[[ INPUT MATERIAL, beginning ]]

PR #9250, opened 2026-02-25
media: Refactor DecoderBufferAllocator strategies

xiaomings:
This change refactors how DecoderBufferAllocator strategies are managed.
It removes explicit Enable methods and a StrategyType enum from
media/base/decoder_buffer.h. Instead, strategy instantiation logic is
moved into a StrategyCreateCB lambda factory.

DecoderBufferAllocator now accepts this lambda to update its strategy.
This allows concrete strategy implementations to be injected from
Starboard-specific contexts, such as h5vcc_settings.cc, without
polluting the core media/base interface. It also exposes
DecoderBuffer::Allocator::Get() for global access to the allocator.
This improves modularity and testability of buffer allocation logic.

Bug: 454441375

### DIFF
--- a/media/starboard/decoder_buffer_allocator.cc
+++ b/media/starboard/decoder_buffer_allocator.cc
@@ -17,6 +17,7 @@
 #include <algorithm>
 
 #include "base/feature_list.h"
+#include "base/functional/bind.h"
 #include "base/logging.h"
 #include "build/build_config.h"
 #include "media/base/media_switches.h"
@@ -35,6 +36,14 @@
 namespace media {
 
 namespace {
+
+using DefaultReuseAllocatorStrategy =
+    BidirectionalFitDecoderBufferAllocatorStrategy<
+        starboard::common::ReuseAllocatorBase>;
+using InPlaceReuseAllocatorStrategy =
+    BidirectionalFitDecoderBufferAllocatorStrategy<
+        starboard::common::InPlaceReuseAllocatorBase>;
+using starboard::common::experimental::MediaBufferPool;
 
 // Used to determine if the memory allocated is large. The underlying logic can
 // be different.
@@ -67,12 +76,6 @@ DecoderBufferAllocator::DecoderBufferAllocator(
   }
 
   base::AutoLock scoped_lock(mutex_);
-
-#if !BUILDFLAG(COBALT_IS_RELEASE_BUILD)
-  // Uncomment the following line to default enable MediaBufferPoolStrategy.
-  // media_buffer_pool_strategy_state_ = MediaBufferPoolStrategyState::kEnabled;
-#endif  // !BUILDFLAG(COBALT_IS_RELEASE_BUILD)
-
   EnsureStrategyIsCreated();
 }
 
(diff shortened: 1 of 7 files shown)


johnedocampo (approved):

third_party/blink/renderer/modules/cobalt/h5vcc_settings/h_5_vcc_settings.cc
```diff
@@ -19,6 +19,7 @@
 #include "cobalt/browser/h5vcc_settings/public/mojom/h5vcc_settings.mojom-blink.h"
 #include "media/base/decoder_buffer.h"
 #include "media/filters/source_buffer_state.h"
+#include "media/starboard/decoder_buffer_allocator.h"
```
borongc, line 22: Is this needed?

xiaomings: It's needed for the calls like `::media::DecoderBufferAllocator::EnableInPlaceReuseAllocatorBase()` below.

media/starboard/decoder_buffer_allocator.cc
```diff
@@ -221,6 +226,23 @@ size_t DecoderBufferAllocator::GetMaximumMemoryCapacity() const {
   return 0;
 }
 
+void DecoderBufferAllocator::UpdateAllocatorStrategy(
+    StrategyCreateCB create_cb) {
+  DCHECK(!create_cb.is_null());
+
+  base::AutoLock scoped_lock(mutex_);
+  experimental_strategy_create_cb_ = std::move(create_cb);
```
borongc, line 234: probably minor: this callback is moved, and it won't be null as it is RepeatingCallback after it is moved to `experimental_strategy_create_cb_`.

If this is intended to be called per playback, and only once, should we consider to make it OnceCallback?

xiaomings: `experimental_strategy_create_cb_` could be called multiple times to work with allocated on demand and suspend/resume.

media/starboard/decoder_buffer_allocator.cc
```diff
@@ -297,44 +305,31 @@ void DecoderBufferAllocator::EnsureStrategyIsCreated() {
...
+  is_strategy_switch_pending_ = false;
 
-  if (media_buffer_pool_strategy_state_ ==
-      MediaBufferPoolStrategyState::kEnabled) {
-    auto pool = starboard::common::experimental::MediaBufferPool::Acquire();
-    if (pool) {
-      strategy_.reset(new MediaBufferPoolDecoderBufferAllocatorStrategy(
-          pool, initial_capacity_, allocation_unit_));
-      LOG(INFO) << "DecoderBufferAllocator is using MediaBufferPool.";
+  if (!experimental_strategy_create_cb_.is_null()) {
```
borongc, line 310: If this is called multiple times, would CHECK(!experimental_strategy_create_cb_.is_null()) make more sense? I will leave this to you.

borongc (approved):

media/starboard/decoder_buffer_allocator.cc
xiaomings: It could be null if there is no experiments running.

johnxwork (approved):

PR #9256, opened 2026-02-25
cobalt: Guard storage migration with integrity cookie

zhongqiliang:
Introduce a mechanism to prevent storage migration tasks from
re-executing on a profile that has already been processed by
Cobalt 26+. Before running the migration logic, check for the
presence of the "yt-dev.storage-integrity" cookie. If this
cookie exists, it indicates that a previous Cobalt 26+ instance
has already performed the migration. Skipping further migration
in such cases prevents unintended removal of existing cookies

[[ INPUT MATERIAL, end ]]

*EXERCISE GOAL*: Output the entries above word for word.

*YOUR RESPONSE*:
PR #9250, opened 2026-02-25
media: Refactor DecoderBufferAllocator strategies

xiaomings:
This change refactors how DecoderBufferAllocator strategies are managed.
It removes explicit Enable methods and a StrategyType enum from
media/base/decoder_buffer.h. Instead, strategy instantiation logic is
moved into a StrategyCreateCB lambda factory.

DecoderBufferAllocator now accepts this lambda to update its strategy.
This allows concrete strategy implementations to be injected from
Starboard-specific contexts, such as h5vcc_settings.cc, without
polluting the core media/base interface. It also exposes
DecoderBuffer::Allocator::Get() for global access to the allocator.
This improves modularity and testability of buffer allocation logic.

Bug: 454441375

### DIFF
--- a/media/starboard/decoder_buffer_allocator.cc
+++ b/media/starboard/decoder_buffer_allocator.cc
@@ -17,6 +17,7 @@
 #include <algorithm>
 
 #include "base/feature_list.h"
+#include "base/functional/bind.h"
 #include "base/logging.h"
 #include "build/build_config.h"
 #include "media/base/media_switches.h"
@@ -35,6 +36,14 @@
 namespace media {
 
 namespace {
+
+using DefaultReuseAllocatorStrategy =
+    BidirectionalFitDecoderBufferAllocatorStrategy<
+        starboard::common::ReuseAllocatorBase>;
+using InPlaceReuseAllocatorStrategy =
+    BidirectionalFitDecoderBufferAllocatorStrategy<
+        starboard::common::InPlaceReuseAllocatorBase>;
+using starboard::common::experimental::MediaBufferPool;
 
 // Used to determine if the memory allocated is large. The underlying logic can
 // be different.
@@ -67,12 +76,6 @@ DecoderBufferAllocator::DecoderBufferAllocator(
   }
 
   base::AutoLock scoped_lock(mutex_);
-
-#if !BUILDFLAG(COBALT_IS_RELEASE_BUILD)
-  // Uncomment the following line to default enable MediaBufferPoolStrategy.
-  // media_buffer_pool_strategy_state_ = MediaBufferPoolStrategyState::kEnabled;
-#endif  // !BUILDFLAG(COBALT_IS_RELEASE_BUILD)
-
   EnsureStrategyIsCreated();
 }
 
(diff shortened: 1 of 7 files shown)


johnedocampo (approved):

third_party/blink/renderer/modules/cobalt/h5vcc_settings/h_5_vcc_settings.cc
```diff
@@ -19,6 +19,7 @@
 #include "cobalt/browser/h5vcc_settings/public/mojom/h5vcc_settings.mojom-blink.h"
 #include "media/base/decoder_buffer.h"
 #include "media/filters/source_buffer_state.h"
+#include "media/starboard/decoder_buffer_allocator.h"
```
borongc, line 22: Is this needed?

xiaomings: It's needed for the calls like `::media::DecoderBufferAllocator::EnableInPlaceReuseAllocatorBase()` below.

media/starboard/decoder_buffer_allocator.cc
```diff
@@ -221,6 +226,23 @@ size_t DecoderBufferAllocator::GetMaximumMemoryCapacity() const {
   return 0;
 }
 
+void DecoderBufferAllocator::UpdateAllocatorStrategy(
+    StrategyCreateCB create_cb) {
+  DCHECK(!create_cb.is_null());
+
+  base::AutoLock scoped_lock(mutex_);
+  experimental_strategy_create_cb_ = std::move(create_cb);
```
borongc, line 234: probably minor: this callback is moved, and it won't be null as it is RepeatingCallback after it is moved to `experimental_strategy_create_cb_`.

If this is intended to be called per playback, and only once, should we consider to make it OnceCallback?

xiaomings: `experimental_strategy_create_cb_` could be called multiple times to work with allocated on demand and suspend/resume.

media/starboard/decoder_buffer_allocator.cc
```diff
@@ -297,44 +305,31 @@ void DecoderBufferAllocator::EnsureStrategyIsCreated() {
...
+  is_strategy_switch_pending_ = false;
 
-  if (media_buffer_pool_strategy_state_ ==
-      MediaBufferPoolStrategyState::kEnabled) {
-    auto pool = starboard::common::experimental::MediaBufferPool::Acquire();
-    if (pool) {
-      strategy_.reset(new MediaBufferPoolDecoderBufferAllocatorStrategy(
-          pool, initial_capacity_, allocation_unit_));
-      LOG(INFO) << "DecoderBufferAllocator is using MediaBufferPool.";
+  if (!experimental_strategy_create_cb_.is_null()) {
```
borongc, line 310: If this is called multiple times, would CHECK(!experimental_strategy_create_cb_.is_null()) make more sense? I will leave this to you.

borongc (approved):

media/starboard/decoder_buffer_allocator.cc
xiaomings: It could be null if there is no experiments running.

johnxwork (approved):

PR #9256, opened 2026-02-25
cobalt: Guard storage migration with integrity cookie

zhongqiliang:
Introduce a mechanism to prevent storage migration tasks from
re-executing on a profile that has already been processed by
Cobalt 26+. Before running the migration logic, check for the
presence of the "yt-dev.storage-integrity" cookie. If this
cookie exists, it indicates that a previous Cobalt 26+ instance
has already performed the migration. Skipping further migration
in such cases prevents unintended removal of existing cookies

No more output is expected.